Responding to Evil (Part 2)

In this broken world, each of us will, at some point, face the vicious assault of evil in our own lives. Such attacks may be physical, emotional, or spiritual (or all three!). And when we are unjustly besieged, we are often tempted to respond in a number of unhealthy ways.

When we are maliciously attacked, we may be tempted to cower in shame and humiliation.

An evil act performed against us may cause us to lose sight of the intrinsic worth we have as God’s creatures fashioned in His image. We may think that this evil has happened to us because there is something wrong with us, or perhaps because we just aren’t worth protecting.

This line of thinking can gain traction because most of us are painfully aware of many serious faults in our own lives. Thoughts like, “I’m worthless. God will never work through me. I’m irredeemable, and that’s why this happened to me,” may seem to us to be based on some element of truth.

David himself had some pretty major failings in his own life (adultery and murder are kind of a big deal). Yet he would not let the personal attacks he was receiving cause him to live in shame and humiliation. In Psalm 3:3, David declares:

But you, Lord, are… my glory, the One who lifts my head high. Psalm 3:3

An evil attack against us is just that, an evil attack. It does not mean that God has rejected us as His children.
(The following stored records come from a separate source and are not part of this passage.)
PR #759, opened 2022-07-05
[BIOMAGE-2001] Replace gene selection

jszpila314:
# Description
Replace selection box in gene selection in Plots and Tables with search box and gene re-ordering tree. Limit the height of the tree and scroll the tree automatically when element is hovered near the bottom or the top.
These changes affect the Marker Heatmap and the Dot Plot.

# Details
#### URL to issue
https://biomage.atlassian.net/browse/BIOMAGE-2001

N/A

#### Integration test branch
master

# Merge checklist

### Code updates

### Manual/unit testing

### Integration testing

### Documentation updates

### Optional


src/pages/experiments/[experimentId]/plots-and-tables/marker-heatmap/index.jsx
```diff
@@ -252,6 +249,12 @@ const MarkerHeatmap = ({ experimentId }) => {
     dispatch(loadPaginatedGeneProperties(experimentId, ['dispersions'], searchBarUuid, state));
   }, []);
 
+  const treeScrollable = document.querySelector('div#ScrollWrapper');
```
Comment (aerlaut) [inline src/pages/experiments/[experimentId]/plots-and-tables/marker-heatmap/index.jsx]: Because you are querying an id, which should be unique in the document, you can use `document.getElementById()` which is faster (`https://gomakethings.com/javascript-selector-performance/`)

src/pages/experiments/[experimentId]/plots-and-tables/marker-heatmap/index.jsx
```diff
@@ -252,6 +249,12 @@ const MarkerHeatmap = ({ experimentId }) => {
...
+
+  useEffect(() => {
+    ScrollOnDrag();
+  }, [treeScrollable]);
```
Comment (aerlaut) [inline src/pages/experiments/[experimentId]/plots-and-tables/marker-heatmap/index.jsx:256]: Why are you putting it here? Will does the variable change?

src/components/plots/ScrollOnDrag.jsx
```diff
@@ -0,0 +1,44 @@
...
+  // until obj.offsetParent is undefined, needed to compare with event.clientY for drag event
+  do {
+    posTop += elem.offsetTop;
+  } while (elem = elem.offsetParent);
+
+  return posTop;
+};
+
+const ScrollOnDrag = () => {
+  const treeScrollable = document.querySelector('div#ScrollWrapper');
```
aerlaut: Same as the comment above, I think it's better to use `document.getElementById()` if you are querying for an id.

aerlaut: This is the same element that is queried inside the `useEffect` clause right? Instead of fetching it again here, maybe you can pass it as a parameter to the function?

src/components/plots/ScrollOnDrag.jsx
```diff
@@ -0,0 +1,44 @@
...
+  if (!treeScrollable) return;
```
aerlaut: If you pass `treeScrollable` as a parameter to this function, this check can be done inside the `useEffect` before `ScrollOnDrag` is called. That saves caling this function if the value of `treeScrollable` is not set.

src/pages/experiments/[experimentId]/plots-and-tables/dot-plot/index.jsx
```diff
@@ -166,9 +167,31 @@ const DotPlotPage = (props) => {
     // If using marker genes, check that the selected number is more than 0
     if (config.useMarkerGenes && config.nMarkerGenes === 0) return false;
 
+    // Skip fetch for initial reorder
+    // if (initialReorder) return false;
```
Comment (aerlaut) [inline src/pages/experiments/[experimentId]/plots-and-tables/dot-plot/index.jsx]: What is this for? Why is it commented? Is it still relevant? If not I think this can be deleted.

src/pages/experiments/[experimentId]/plots-and-tables/marker-heatmap/index.jsx
```diff
@@ -323,42 +327,27 @@ const MarkerHeatmap = ({ experimentId }) => {
...
+        <MarkerGeneSelection
+          config={config}
+          plotUuid={plotUuid}
+          searchBarUuid={searchBarUuid}
+          experimentId={experimentId}
+          onUpdate={updatePlotWithChanges}
+          onReset={onReset}
+          onDataChange={onDataChange}
+        />
+        <div style={{ paddingTop: '10px' }}>
```
Comment (aerlaut) [inline src/pages/experiments/[experimentId]/plots-and-tables/marker-heatmap/index.jsx:332]: Instead of using this `<div>`, does replacing it with `<Space>` give the same spacing effect?

src/components/plots/styling/MarkerGeneSelection.jsx
```diff
@@ -4,13 +4,15 @@ import {
...
   Button,
 } from 'antd';
 
+import GeneReorderTool from 'components/plots/GeneReorderTool';
+import GeneSearchBar from 'components/plots/GeneSearchBar';
+
 const MarkerGeneSelection = (props) => {
   const {
-    config, onUpdate, onReset, onGeneEnter,
+    config, plotUuid, searchBarUuid, onUpdate, onReset, onDataChange,
```
aerlaut: `data` is a general. The data that's contained here is genes right? Would naming it to `onGeneChange` make the variable more concise?

src/pages/experiments/[experimentId]/plots-and-tables/dot-plot/index.jsx
```diff
@@ -89,27 +91,26 @@ const DotPlotPage = (props) => {
...
   const {
     loading: cellSetsLoading,
     error: cellSetsError,
-    hierarchy: cellSetHierarcy,
+    hierarchy: cellSetHierarchy,
     properties: cellSetProperties,
   } = cellSets;
 
   const [moreThanTwoGroups, setMoreThanTwoGroups] = useState(false);
+  const [reorderFetched, setReorderFetched] = useState(false);
```
Comment (aerlaut) [inline src/pages/experiments/[experimentId]/plots-and-tables/dot-plot/index.jsx]: what is `reorderFetched`? Is it whether new genes have been fetched after reordering? Can you rename this variable to make it easier to understand?

src/pages/experiments/[experimentId]/plots-and-tables/dot-plot/index.jsx
```diff
@@ -183,33 +206,84 @@ const DotPlotPage = (props) => {
...
+
       previousComparedConfig.current = currentComparedConfig;
-      dispatch(fetchPlotDataWork(experimentId, plotUuid, plotType));
+
+      // dispatch is different depending on whether selected genes don't change or are added, re-ordered or deleted
+      // to prevent unnecessary rerenders
+      if (_.isEqual(currentSelected, previousSelected)) {
+        dispatch(fetchPlotDataWork(experimentId, plotUuid, plotType));
+        return;
+      }
```
Comment (aerlaut) [inline src/pages/experiments/[experimentId]/plots-and-tables/dot-plot/index.jsx]: What is the difference between this and the one on line 228-231?

src/pages/experiments/[experimentId]/plots-and-tables/dot-plot/index.jsx
```diff
@@ -183,33 +206,84 @@ const DotPlotPage = (props) => {
...
+
+      if (currentSelected.length === previousSelected.length) {
+        reorderData(currentSelected);
+        return;
+      }
+      
+      // if (currentSelected.length < previousSelected.length) {
+      const removedGene = previousSelected.filter((gene) => !currentSelected.includes(gene))[0];
+      deleteData(removedGene);
+      // }
```
Comment (aerlaut) [inline src/pages/experiments/[experimentId]/plots-and-tables/dot-plot/index.jsx]: I imagine the if clause here is commented because this is the default case?

Comment (aerlaut) [reply src/pages/experiments/[experimentId]/plots-and-tables/dot-plot/index.jsx]: If it is, is this case that is the easiest to deduce if all previous if statement fails?

src/pages/experiments/[experimentId]/plots-and-tables/dot-plot/index.jsx
```diff
@@ -183,33 +206,84 @@ const DotPlotPage = (props) => {
...
+      return;
     }
 
-    if (config?.selectedGenes.length === 0 && highestDispersionGenes?.length > 0) {
-      updatePlotWithChanges({ selectedGenes: highestDispersionGenes });
-    }
-  }, [highestDispersionGenes, config, genesFetching]);
+    loadHighestDispersionGenes();
+  }, [geneData]);
+
```
Comment (aerlaut) [inline src/pages/experiments/[experimentId]/plots-and-tables/dot-plot/index.jsx]: You use `config` here, but you don't have it in the dependency array on line 276. This means if config changes, this won't be recalculated. Is that what's expected?

src/pages/experiments/[experimentId]/plots-and-tables/dot-plot/index.jsx
Comment (jszpila314) [reply src/pages/experiments/[experimentId]/plots-and-tables/dot-plot/index.jsx]: I renamed it to `reorderAfterFetch`. It's used to enable a `useEffect` where adding a gene to the plot (via search box) will trigger the data to be reordered according to the order of selected genes - it's needed because `fetchWork` "forgets" the previous order of genes. This is related to the issue of inconsistencies between results returned by the worker with `fetchWork`.

src/pages/experiments/[experimentId]/plots-and-tables/dot-plot/index.jsx
Comment (jszpila314) [reply src/pages/experiments/[experimentId]/plots-and-tables/dot-plot/index.jsx]: It is not the default case, but the if would always run if it doesn't exit through one of the previous ifs. The ifs are checked when there are config changes and it checks the possible changes to selected genes (add, re-order, remove). If the selected genes are different, a gene wasn't added and they weren't reordered then a gene must have been deleted.

src/pages/experiments/[experimentId]/plots-and-tables/dot-plot/index.jsx
Comment (jszpila314) [reply src/pages/experiments/[experimentId]/plots-and-tables/dot-plot/index.jsx]: This is meant to load the initial data to the plot (genes with the highest dispersion) after `geneData` is loaded (the list of all genes). The `!config` check is needed to correctly load a skeleton if the config is not loaded as well as throw correct errors in tests, because `loadHighestDispersionGenes` uses the `config`.

src/pages/experiments/[experimentId]/plots-and-tables/marker-heatmap/index.jsx
Comment (jszpila314) [reply src/pages/experiments/[experimentId]/plots-and-tables/marker-heatmap/index.jsx:332]: A div with padding is needed to create some distance between the reset button and the `Gene labels:` text. Replacing it with a space would instead space the text and the buttons below it.

src/components/plots/styling/MarkerGeneSelection.jsx
jszpila314: I renamed it to `onGenesChange` since it tracks selected genes and defines the behaviour when genes are added or removed.

src/pages/experiments/[experimentId]/plots-and-tables/dot-plot/index.jsx
Comment (aerlaut) [reply src/pages/experiments/[experimentId]/plots-and-tables/dot-plot/index.jsx]: Hmm ok. I think it would be better to have the if cases ordered the following way: 
- `if (currentSelected.length > previousSelected.length)`
- `if (currentSelected.length < previousSelected.length)`
- `if (currentSelected.length === previousSelected.length)`
- `if (_.isEqual(currentSelected, previousSelected))`

It would be good if you can put a comment and explain why are you treating `===` and `_.isEqual()` differently.

Comment (jszpila314) [reply src/pages/experiments/[experimentId]/plots-and-tables/dot-plot/index.jsx]: `===` and `_.isEqual()` check different things: the first will pass if the genes are reordered (the length of selected genes doesn't change) and the second when there are changes elsewhere in the `config` i.e. the selected genes remain the same.
That's why the cases are ordered like this:
- `if (_isEqual(currentSelected , previousSelected)` -> if the changes are elsewhere in the config, need to fetchWork
- `if (currentSelected.length > previousSelected.length)` -> if the number of selected genes increased, need to fetchWork
- `if (currentSelected.length === previousSelected.length)` -> if the number of selected genes didn't change, reorder
- `if (currentSelected.length < previousSelected.length)` -> if the number of selected genes decreased, remove it from the plot data

The `isEqual()` case has to be before the `===` case because in both cases the length is the same.

Comment (aerlaut) [reply src/pages/experiments/[experimentId]/plots-and-tables/dot-plot/index.jsx]: Ah I see, I understand. In that case, will you delete the comment `// if (currentSelected.length < previousSelected.length) {`?

aerlaut (approved):

aerlaut (approved):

When we are the victims of the evil actions of others, we may be tempted to close ourselves off in a world void of emotion and characterized by relational distance.

Author, pastor, and scholar Jack Deere writes about the near impossibility of processing his father’s suicide as a 12 year-old boy.
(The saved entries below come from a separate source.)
PR #769, opened 2022-07-11
Rerendering cluster names

Kristian-A:
# Description
Added cluster names to the object used for generating the ETag so renaming clusters would trigger a new work request. The ETag cached in the browser would no longer match the ETag that would be generated when a cluster name changes so a new work request would be sent and the cache would be updated. This  fixes the problem with the dot plot not showing the new cluster names due to the one in cache being used. Staging deployment: https://ui-kristian-ui769.scp-staging.biomage.net/ (bypassing the integration tests).

# Details
#### URL to issue
https://biomage.atlassian.net/browse/BIOMAGE-2013

N/A

#### Integration test branch
master

# Merge checklist

### Code updates

### Manual/unit testing

### Integration testing

### Documentation updates

### Optional


src/pages/experiments/[experimentId]/plots-and-tables/dot-plot/index.jsx
```diff
@@ -95,13 +95,19 @@ const DotPlotPage = (props) => {
...
+
   const {
     loading: cellSetsLoading,
     error: cellSetsError,
     hierarchy: cellSetHierarcy,
     properties: cellSetProperties,
   } = cellSets;
 
+
+  const clusterNames = Object.values(cellSetProperties).map((el) => el.name);
```
Comment (aerlaut) [inline src/pages/experiments/[experimentId]/plots-and-tables/dot-plot/index.jsx]: I don't think you should get the values here `clusterNames` here. Implementing it here would add another parameter to be passed to `fetchPlotDataWork`. I think it would be better to attach `clusterNames` inside the body request body that's generated for this plot.

aerlaut (changes requested):
I think it's better to insert `clusterNames` into the work request body of this plot. The work request body is hashed to get the ETag, changes to the clusterNames would change the work request body and the Etag. I suggest you make the changes inside `generatePlotWorkBody`

src/utils/work/fetchWork.js
```diff
@@ -106,7 +106,13 @@ const fetchWork = async (
   getState,
   optionals = {},
 ) => {
-  const { extras = undefined, timeout = 180, broadcast = false } = optionals;
+  const {
+    extras = undefined,
+    timeout = 180,
+    broadcast = false,
+    clusterNames = undefined,
```
ivababukova: why not using these `optionals` and `extras` and adding the cluster names in them?

ivababukova: FetchWork function is used for fetching every work, clusterNames are something specific to just some of the fetchWork calls, then why would we want to introduce a new parameter for fetchWork that is relevant only to some work types?

Kristian-A: This is exactly Agi's point which I agree with. I put the cluster names in the dot plot's work body where they are relevant. I also didn't like how I did it initially but was not sure how to pass them otherwise. I think now it should be good

src/redux/actions/componentConfig/fetchPlotDataWork.js
```diff
@@ -7,12 +7,24 @@ import endUserMessages from 'utils/endUserMessages';
 import generatePlotWorkBody from 'utils/work/generatePlotWorkBody';
 import { fetchWork } from 'utils/work/fetchWork';
 
-const fetchPlotDataWork = (experimentId, plotUuid, plotType) => async (dispatch, getState) => {
+const getClusterNames = (state) => {
+  const clusterIds = state.cellSets.hierarchy[0]?.children.map((entry) => entry.key);
```
aerlaut: hierarchy[0] is `louvain` right? This means the code only gets names of the louvain clusters? What if there are changes to names in the custom cell sets?

src/utils/work/generatePlotWorkBody.js
```diff
@@ -9,17 +9,18 @@ const composeDotPlotWorkBody = (config) => {
     numberOfMarkers: config.nMarkerGenes,
     customGenesList: config.selectedGenes,
     groupBy: config.selectedCellSet,
+    clusterNames,
```
aerlaut: I think it would be good to put `clusterNames` as the last entry in the body and put a comment, saying that this property is added to make the worker reload if there are changes to the cluster name. The comment would be useful because the property is not used for the calculation,

src/redux/actions/componentConfig/fetchPlotDataWork.js
```diff
@@ -7,12 +7,24 @@ import endUserMessages from 'utils/endUserMessages';
...
+  return clusterNames;
+};
+
+const fetchPlotDataWork = (
+  experimentId,
+  plotUuid,
+  plotType,
+) => async (dispatch, getState) => {
   const config = getState().componentConfig[plotUuid]?.config ?? initialPlotConfigStates[plotType];
+  const clusterNames = getClusterNames(getState());
```
aerlaut, line 26: Really sorry about this. On second thoughts, I think it's better to put `clusterNames` into `config`. This means you can do `config.clusterNames = clusterNames;` after this line, and remove `clusterNames` from the signature of `generatePlotWorkBody`

src/redux/actions/componentConfig/fetchPlotDataWork.js
```diff
@@ -9,8 +9,10 @@ import { fetchWork } from 'utils/work/fetchWork';
 
 const getClusterNames = (state) => {
   const clusterIds = state.cellSets.hierarchy[0]?.children.map((entry) => entry.key);
-  const clusterNames = clusterIds?.map((clusterId) => state.cellSets.properties[clusterId].name);
+  const customClusterIds = state.cellSets.hierarchy[1]?.children.map((entry) => entry.key);
```
aerlaut: You're hardcoding the position of the cell sets in in the hierarchy (e.g. `0`, `1`) - I don't think you should do this. We want to detect changes to any cell sets in the platform right? So instead of hardcoding the values, I think you can iterate over all the cellsets in hierarchy and then get the name from there? E.g. `state.cellSets.hierarchy.reduce((cellSet) => cellSet...)`

aerlaut (approved):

My father had been my hero, my image of what it meant to be a man. He was strong and he was smart. Life without him was unimaginable. That is probably why I never really grieved: in order to grieve, you have to face the reality of your loss, and that was too scary for me. No one was there to tell me that you couldn’t heal unless you grieve. God was there, but it never occurred to me to pray to Him. He wouldn’t give me my father back, so what was the use of asking? Pain and confusion puddled in the bottom of my heart. I never troubled those dark waters again. I stepped around them with a vow to be strong, never to need anyone again. Jack Deere, The Beginner’s Guide to the Gift of Prophecy

Some of us have responded to evil in our lives by retreating emotionally from people and from God. But David didn’t bottle up his emotions or become passive and indifferent toward God. His psalms are full of intense expressions of emotion. In Psalm 3:4 we find him earnestly, even confidently, pursuing God

I call out to the Lord, and he answers me from his holy mountain.

We must not allow the evil that has happened to us callous our hearts in unfeeling cynicism. God can heal our hearts and enable us to engage Him with healthy emotion.

2 Comments

  1. So how does one grieve? I’ve spent a year wrestling with the pain of rejection and false accusations. I’ve struggled with the thought that perhaps they are right and something is drastically wrong with me but I can’t seem to move past anything nor can I let anyone in till I figure it out. the truth is what I seek but God seems content to let me wrestle in darkness. What if God’s plan isn’t to redeem me? I’ve been told I have the gift of prophecy but I don’t understand cause every time I open my mouth I get condemned so whats the point? Maybe I don’t know anything to the people around me but I do know God loves me and when I die he will redeem me. I know God is good and I give him the glory for the good in my life. Its people that aren’t good.

    • Hi Monica,

      These are important and thoughtful questions. As Jesus reminded His disciples, “In this world you will have trouble.” But I am most encouraged by what He says next. “But take heart. I have overcome the world!” I always try to direct all my grieving toward Jesus because I know: 1) He is intimately familiar with suffering; 2) He loves me deeply; 3) He has the power to bring healing to my heart.

      So I would encourage you to continue pursuing Jesus for the healing and life He can bring. I would also encourage you to find a couple of key people that will stand with you as you seek Christ. Even Jesus wanted His closest three disciples to pray with Him during the dark hours before His arrest. May God meet you with His grace as you seek Him.